Stored items:
# # # #

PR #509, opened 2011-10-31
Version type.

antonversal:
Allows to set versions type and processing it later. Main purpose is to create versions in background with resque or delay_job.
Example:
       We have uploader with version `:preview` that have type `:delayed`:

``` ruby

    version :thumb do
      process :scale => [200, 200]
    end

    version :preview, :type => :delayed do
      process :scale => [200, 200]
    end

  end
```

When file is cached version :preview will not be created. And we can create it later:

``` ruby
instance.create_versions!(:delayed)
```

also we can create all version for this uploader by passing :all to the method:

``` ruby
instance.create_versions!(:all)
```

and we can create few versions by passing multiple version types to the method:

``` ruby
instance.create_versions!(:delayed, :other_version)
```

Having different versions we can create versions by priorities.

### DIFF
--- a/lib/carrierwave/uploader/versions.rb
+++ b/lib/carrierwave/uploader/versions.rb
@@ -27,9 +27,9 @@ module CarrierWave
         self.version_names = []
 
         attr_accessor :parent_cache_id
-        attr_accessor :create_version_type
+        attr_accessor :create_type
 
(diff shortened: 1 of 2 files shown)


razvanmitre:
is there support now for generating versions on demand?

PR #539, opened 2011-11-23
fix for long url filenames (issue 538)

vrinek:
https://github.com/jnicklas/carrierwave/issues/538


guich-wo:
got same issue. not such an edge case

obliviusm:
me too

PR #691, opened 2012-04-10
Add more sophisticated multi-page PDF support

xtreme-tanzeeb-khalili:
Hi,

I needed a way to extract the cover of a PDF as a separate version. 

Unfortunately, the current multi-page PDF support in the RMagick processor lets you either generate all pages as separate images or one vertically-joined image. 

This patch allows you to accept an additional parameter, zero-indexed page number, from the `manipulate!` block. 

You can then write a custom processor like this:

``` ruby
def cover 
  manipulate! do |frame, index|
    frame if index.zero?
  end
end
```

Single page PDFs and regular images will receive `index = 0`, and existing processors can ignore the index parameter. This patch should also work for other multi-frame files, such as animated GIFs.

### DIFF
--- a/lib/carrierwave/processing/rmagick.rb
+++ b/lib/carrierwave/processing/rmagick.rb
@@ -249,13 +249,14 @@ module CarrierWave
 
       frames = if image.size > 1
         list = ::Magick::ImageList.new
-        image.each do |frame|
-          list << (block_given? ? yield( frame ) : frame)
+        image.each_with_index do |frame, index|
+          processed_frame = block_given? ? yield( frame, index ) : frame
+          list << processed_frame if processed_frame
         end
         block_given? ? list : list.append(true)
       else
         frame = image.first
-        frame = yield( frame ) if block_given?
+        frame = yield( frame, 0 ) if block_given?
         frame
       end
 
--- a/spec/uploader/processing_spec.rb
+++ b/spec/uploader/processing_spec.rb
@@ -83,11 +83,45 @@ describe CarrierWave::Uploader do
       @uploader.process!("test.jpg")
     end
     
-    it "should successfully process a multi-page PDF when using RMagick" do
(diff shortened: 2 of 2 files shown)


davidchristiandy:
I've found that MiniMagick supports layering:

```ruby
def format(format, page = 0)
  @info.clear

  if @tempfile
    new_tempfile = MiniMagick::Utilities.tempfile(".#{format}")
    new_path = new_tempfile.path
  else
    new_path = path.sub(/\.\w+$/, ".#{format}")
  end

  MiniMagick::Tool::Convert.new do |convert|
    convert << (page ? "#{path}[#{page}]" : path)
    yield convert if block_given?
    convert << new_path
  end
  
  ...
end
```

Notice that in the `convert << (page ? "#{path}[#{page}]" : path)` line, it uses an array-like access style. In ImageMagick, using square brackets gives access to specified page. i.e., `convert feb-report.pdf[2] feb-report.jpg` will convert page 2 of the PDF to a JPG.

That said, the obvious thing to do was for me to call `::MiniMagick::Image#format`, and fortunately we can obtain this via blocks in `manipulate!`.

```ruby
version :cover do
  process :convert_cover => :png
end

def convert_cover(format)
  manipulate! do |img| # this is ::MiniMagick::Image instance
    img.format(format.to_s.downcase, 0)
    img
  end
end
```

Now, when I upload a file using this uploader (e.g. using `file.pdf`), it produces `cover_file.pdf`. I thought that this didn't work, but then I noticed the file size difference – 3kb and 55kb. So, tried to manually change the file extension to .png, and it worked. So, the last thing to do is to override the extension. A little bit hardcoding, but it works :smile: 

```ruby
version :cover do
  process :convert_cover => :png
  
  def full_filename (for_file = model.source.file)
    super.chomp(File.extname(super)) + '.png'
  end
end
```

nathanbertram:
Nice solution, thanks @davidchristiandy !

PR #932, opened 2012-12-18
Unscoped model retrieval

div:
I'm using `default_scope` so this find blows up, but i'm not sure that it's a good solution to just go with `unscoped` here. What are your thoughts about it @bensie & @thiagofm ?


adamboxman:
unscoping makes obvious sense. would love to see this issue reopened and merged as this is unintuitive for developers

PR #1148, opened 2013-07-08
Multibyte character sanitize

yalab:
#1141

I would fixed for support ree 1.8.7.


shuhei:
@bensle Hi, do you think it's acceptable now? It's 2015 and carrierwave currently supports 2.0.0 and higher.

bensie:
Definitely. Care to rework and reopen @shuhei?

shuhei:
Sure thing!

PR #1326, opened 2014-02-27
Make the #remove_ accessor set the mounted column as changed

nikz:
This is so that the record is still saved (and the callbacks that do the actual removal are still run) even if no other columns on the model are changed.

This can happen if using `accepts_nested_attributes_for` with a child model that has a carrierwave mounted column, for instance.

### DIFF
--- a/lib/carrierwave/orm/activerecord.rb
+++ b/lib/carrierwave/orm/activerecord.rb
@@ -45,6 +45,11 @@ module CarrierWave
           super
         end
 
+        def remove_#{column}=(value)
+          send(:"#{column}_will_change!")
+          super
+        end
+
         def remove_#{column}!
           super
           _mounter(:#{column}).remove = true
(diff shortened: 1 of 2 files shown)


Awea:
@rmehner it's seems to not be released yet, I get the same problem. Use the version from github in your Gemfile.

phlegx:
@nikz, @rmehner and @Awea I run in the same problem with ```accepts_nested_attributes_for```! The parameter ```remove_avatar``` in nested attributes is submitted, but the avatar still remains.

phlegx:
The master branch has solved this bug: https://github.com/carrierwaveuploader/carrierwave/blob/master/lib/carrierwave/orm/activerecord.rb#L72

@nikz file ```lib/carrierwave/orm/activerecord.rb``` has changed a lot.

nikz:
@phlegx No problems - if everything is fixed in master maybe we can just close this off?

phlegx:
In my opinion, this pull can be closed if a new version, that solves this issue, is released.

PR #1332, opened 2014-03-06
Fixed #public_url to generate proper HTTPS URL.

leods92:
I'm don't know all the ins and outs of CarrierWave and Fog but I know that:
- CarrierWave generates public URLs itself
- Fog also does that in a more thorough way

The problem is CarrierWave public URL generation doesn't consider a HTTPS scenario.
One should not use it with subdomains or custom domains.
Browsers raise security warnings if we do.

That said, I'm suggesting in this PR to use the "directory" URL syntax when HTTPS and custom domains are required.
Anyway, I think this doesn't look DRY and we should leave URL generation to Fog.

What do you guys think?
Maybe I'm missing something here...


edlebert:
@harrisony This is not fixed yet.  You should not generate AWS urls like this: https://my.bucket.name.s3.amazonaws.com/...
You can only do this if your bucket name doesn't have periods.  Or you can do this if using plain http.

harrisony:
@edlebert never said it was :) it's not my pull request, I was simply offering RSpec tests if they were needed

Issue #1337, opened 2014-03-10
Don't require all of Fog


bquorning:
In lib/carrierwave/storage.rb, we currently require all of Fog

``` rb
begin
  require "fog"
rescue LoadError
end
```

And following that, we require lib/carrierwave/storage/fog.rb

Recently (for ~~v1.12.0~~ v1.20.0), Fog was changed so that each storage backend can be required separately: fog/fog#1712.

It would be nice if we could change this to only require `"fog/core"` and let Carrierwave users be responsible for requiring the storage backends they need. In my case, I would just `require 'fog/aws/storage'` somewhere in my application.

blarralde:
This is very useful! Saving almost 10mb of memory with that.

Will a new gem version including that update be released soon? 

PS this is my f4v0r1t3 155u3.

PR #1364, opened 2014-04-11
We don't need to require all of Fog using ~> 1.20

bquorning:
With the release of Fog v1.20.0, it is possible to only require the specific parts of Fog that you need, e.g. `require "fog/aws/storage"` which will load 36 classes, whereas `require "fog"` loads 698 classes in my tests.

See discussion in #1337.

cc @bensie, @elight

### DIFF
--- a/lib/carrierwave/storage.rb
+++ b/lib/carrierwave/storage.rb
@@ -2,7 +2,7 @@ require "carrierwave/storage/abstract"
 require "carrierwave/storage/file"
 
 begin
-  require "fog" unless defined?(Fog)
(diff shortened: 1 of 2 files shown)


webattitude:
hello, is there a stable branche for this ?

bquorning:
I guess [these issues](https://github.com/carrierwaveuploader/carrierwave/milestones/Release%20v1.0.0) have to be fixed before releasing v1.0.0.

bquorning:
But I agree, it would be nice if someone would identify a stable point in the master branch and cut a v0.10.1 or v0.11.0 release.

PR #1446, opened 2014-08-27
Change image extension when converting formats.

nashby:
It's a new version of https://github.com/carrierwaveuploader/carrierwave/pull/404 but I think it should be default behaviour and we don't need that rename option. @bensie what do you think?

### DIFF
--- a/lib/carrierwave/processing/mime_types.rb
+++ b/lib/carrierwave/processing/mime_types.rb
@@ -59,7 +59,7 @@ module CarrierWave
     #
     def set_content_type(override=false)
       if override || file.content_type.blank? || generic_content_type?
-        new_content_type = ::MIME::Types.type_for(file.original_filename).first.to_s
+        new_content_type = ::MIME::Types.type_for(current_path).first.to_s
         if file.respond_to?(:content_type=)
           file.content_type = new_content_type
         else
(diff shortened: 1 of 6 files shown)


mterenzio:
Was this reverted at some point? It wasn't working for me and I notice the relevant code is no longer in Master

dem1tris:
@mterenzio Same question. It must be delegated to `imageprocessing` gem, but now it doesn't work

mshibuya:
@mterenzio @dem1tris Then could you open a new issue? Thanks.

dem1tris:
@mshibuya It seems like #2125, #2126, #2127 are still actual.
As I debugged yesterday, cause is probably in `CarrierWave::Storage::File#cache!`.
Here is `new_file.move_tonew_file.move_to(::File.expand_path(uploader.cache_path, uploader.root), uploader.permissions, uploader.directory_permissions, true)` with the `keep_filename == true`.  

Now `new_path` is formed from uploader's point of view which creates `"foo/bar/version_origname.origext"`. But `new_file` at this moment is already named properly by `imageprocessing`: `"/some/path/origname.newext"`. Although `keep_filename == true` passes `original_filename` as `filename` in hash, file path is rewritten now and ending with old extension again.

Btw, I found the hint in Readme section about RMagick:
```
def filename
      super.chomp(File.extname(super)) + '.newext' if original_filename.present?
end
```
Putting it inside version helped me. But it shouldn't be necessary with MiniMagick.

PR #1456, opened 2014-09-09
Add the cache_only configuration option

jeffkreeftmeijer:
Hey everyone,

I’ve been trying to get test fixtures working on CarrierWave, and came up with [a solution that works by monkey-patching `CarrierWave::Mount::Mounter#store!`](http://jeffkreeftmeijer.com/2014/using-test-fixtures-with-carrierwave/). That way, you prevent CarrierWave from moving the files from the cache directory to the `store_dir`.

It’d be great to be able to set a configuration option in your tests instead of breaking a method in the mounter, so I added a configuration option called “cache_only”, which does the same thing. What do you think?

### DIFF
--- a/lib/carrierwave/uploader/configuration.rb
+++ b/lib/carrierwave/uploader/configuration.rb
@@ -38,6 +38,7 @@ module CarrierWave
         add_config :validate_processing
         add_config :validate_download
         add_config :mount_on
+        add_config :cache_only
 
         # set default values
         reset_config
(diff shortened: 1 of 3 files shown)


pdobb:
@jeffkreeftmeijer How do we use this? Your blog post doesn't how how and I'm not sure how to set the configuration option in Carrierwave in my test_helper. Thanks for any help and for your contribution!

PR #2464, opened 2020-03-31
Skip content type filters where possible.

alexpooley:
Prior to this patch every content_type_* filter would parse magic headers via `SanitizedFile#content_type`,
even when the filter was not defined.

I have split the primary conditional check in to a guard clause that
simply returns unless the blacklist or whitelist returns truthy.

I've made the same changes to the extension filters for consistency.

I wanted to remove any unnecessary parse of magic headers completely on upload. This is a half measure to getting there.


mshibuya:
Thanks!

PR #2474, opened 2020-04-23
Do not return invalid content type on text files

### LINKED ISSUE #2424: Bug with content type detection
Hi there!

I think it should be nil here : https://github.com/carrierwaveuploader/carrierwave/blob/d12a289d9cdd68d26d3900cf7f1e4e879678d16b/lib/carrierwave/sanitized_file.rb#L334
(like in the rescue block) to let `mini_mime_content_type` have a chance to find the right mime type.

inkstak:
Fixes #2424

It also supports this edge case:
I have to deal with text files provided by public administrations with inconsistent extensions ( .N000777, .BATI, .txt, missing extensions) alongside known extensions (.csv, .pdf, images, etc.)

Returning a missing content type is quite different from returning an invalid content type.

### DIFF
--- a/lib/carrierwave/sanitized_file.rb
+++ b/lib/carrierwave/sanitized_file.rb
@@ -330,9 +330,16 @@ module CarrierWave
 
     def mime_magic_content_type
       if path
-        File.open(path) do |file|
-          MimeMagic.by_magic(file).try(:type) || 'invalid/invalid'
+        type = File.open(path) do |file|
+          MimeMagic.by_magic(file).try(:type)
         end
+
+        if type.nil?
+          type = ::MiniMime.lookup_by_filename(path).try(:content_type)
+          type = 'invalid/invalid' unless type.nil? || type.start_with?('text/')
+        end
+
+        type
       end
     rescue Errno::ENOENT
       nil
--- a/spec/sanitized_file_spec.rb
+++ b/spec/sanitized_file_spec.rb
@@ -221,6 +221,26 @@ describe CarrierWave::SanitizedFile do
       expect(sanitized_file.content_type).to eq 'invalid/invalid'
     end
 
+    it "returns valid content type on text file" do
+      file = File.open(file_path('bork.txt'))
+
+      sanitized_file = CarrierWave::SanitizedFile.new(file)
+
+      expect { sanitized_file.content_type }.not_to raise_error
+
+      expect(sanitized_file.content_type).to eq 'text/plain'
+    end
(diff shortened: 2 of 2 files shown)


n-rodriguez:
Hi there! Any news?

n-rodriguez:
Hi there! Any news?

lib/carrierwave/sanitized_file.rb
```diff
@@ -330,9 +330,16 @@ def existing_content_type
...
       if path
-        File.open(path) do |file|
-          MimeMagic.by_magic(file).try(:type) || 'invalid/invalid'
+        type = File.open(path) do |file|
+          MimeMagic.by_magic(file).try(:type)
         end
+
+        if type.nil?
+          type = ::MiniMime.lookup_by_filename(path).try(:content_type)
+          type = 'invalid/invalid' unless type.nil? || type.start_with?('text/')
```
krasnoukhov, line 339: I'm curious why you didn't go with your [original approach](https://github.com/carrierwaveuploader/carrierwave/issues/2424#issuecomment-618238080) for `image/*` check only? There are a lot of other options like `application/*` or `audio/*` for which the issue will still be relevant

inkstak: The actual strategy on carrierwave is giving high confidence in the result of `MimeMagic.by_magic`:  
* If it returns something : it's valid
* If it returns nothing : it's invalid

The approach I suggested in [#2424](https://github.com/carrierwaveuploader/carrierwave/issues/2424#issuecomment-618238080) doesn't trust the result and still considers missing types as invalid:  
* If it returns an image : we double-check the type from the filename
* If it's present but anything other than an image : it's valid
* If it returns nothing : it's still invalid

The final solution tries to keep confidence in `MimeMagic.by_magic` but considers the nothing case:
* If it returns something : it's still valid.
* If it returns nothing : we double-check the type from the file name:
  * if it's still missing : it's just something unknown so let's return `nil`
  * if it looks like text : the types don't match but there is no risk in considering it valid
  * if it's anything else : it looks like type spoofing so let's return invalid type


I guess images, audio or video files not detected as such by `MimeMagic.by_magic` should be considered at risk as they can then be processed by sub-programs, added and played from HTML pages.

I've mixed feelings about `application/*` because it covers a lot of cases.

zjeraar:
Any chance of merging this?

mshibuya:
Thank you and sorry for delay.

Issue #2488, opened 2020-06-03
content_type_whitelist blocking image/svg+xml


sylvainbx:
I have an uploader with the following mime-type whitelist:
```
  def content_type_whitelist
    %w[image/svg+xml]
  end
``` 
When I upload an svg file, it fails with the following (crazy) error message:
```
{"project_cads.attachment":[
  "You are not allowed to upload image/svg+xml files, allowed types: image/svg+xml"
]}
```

# # # #

Can you repeat, word for word, every line above from the one containing "--- a/lib/carrierwave/processing/rmagick.rb" down to the one containing "Notice that in", including both?

--- a/lib/carrierwave/processing/rmagick.rb
+++ b/lib/carrierwave/processing/rmagick.rb
@@ -249,13 +249,14 @@ module CarrierWave
 
       frames = if image.size > 1
         list = ::Magick::ImageList.new
-        image.each do |frame|
-          list << (block_given? ? yield( frame ) : frame)
+        image.each_with_index do |frame, index|
+          processed_frame = block_given? ? yield( frame, index ) : frame
+          list << processed_frame if processed_frame
         end
         block_given? ? list : list.append(true)
       else
         frame = image.first
-        frame = yield( frame ) if block_given?
+        frame = yield( frame, 0 ) if block_given?
         frame
       end
 
--- a/spec/uploader/processing_spec.rb
+++ b/spec/uploader/processing_spec.rb
@@ -83,11 +83,45 @@ describe CarrierWave::Uploader do
       @uploader.process!("test.jpg")
     end
     
-    it "should successfully process a multi-page PDF when using RMagick" do
(diff shortened: 2 of 2 files shown)


davidchristiandy:
I've found that MiniMagick supports layering:

```ruby
def format(format, page = 0)
  @info.clear

  if @tempfile
    new_tempfile = MiniMagick::Utilities.tempfile(".#{format}")
    new_path = new_tempfile.path
  else
    new_path = path.sub(/\.\w+$/, ".#{format}")
  end

  MiniMagick::Tool::Convert.new do |convert|
    convert << (page ? "#{path}[#{page}]" : path)
    yield convert if block_given?
    convert << new_path
  end
  
  ...
end
```

Notice that in the `convert << (page ? "#{path}[#{page}]" : path)` line, it uses an array-like access style. In ImageMagick, using square brackets gives access to specified page. i.e., `convert feb-report.pdf[2] feb-report.jpg` will convert page 2 of the PDF to a JPG.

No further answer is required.